To draw conclusions about what something might do, we need an idea what it is.

The Turning test is disputed even as a test for when intelligence is achieved:

https://moral-robots.com/ai-society/all-thats-wrong-about-the-turing-test/

Some claim the Turing test has already been passed (Eugene Goostman):

https://www.smithsonianmag.com/innovation/turing-test-measures-something-but-not-intelligence-180951702/

https://www.zdnet.com/article/google-duplex-beat-the-turing-test-are-we-doomed/

A famous objection is Searle's Chinese Room.


I changed the  topic statement to add a definition of AGI, Namely any computer system that can successfully defeat a sophisticated questioner such as myself in a Turing test. 


Lack of clarity may make a proposition easier to support, but it makes it less meaningful.

If there is no clarity what might be meant by AGI, then the statement becomes one that something, we don't know what, may be significantly dangerous in the future.

Why not change the statement to be that there may be something in the future, we don't know what, but something, which if it is built, there will be at least a 10% chance it will kill or enslave humanity.

Or just a general statement that the future might be dangerous (as is the present, and was the past.)


Your point is well taken that the previous statement was not well worded.
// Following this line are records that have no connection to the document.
PR #1877, opened 2025-04-14
chore: move 'job' from strings category to experimental

0x4D5352:
seems like the job command doc was copied from something in strings; this moves it over to experimental with the rest of the job commands.

the other change is from my markdown linter.


0x4D5352:
oh crap, wrong repo.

So I edited it  to be quantified as at least 10%, which was the intent of the previous statement.

 The fact that the nature of AGI is unclear is not a defect but contributes to the uncertainty involved.  If we keep poking around trying,  and succeeded in creating something that qualifies as an AGI,  I claim there is no way to have 90% confidence that it won't destroy or enslave the world.

 The fact that we don't know the likelihood of it happening anytime soon, does not affect the correctness of this statement since it is conditional on it being created. 


No adequate measure to qualify the word "significant" in this context is possible given our current state of knowledge.

To assess significance would require evidence for the nature of AGI, not to mention the likelyhood of it being created any time soon. But we lack commonly accepted definitions for this.

By contrast there are many reasonable measures which indicate humans are quite likely to destroy themselves, given current levels of technology and self-understanding.











Given there is a significant chance it will kill or enslave us, we should not built it, even if there is some chance it will save us, unless we have good reason to believe the chance it will save us is greater than the chance it will kill or enslave us. 
We don't currently have such an argument.








The challenge is refuted at least until it demonstrates likelihood of gain. Otherwise its pure speculation, and speculation with the life of humanity.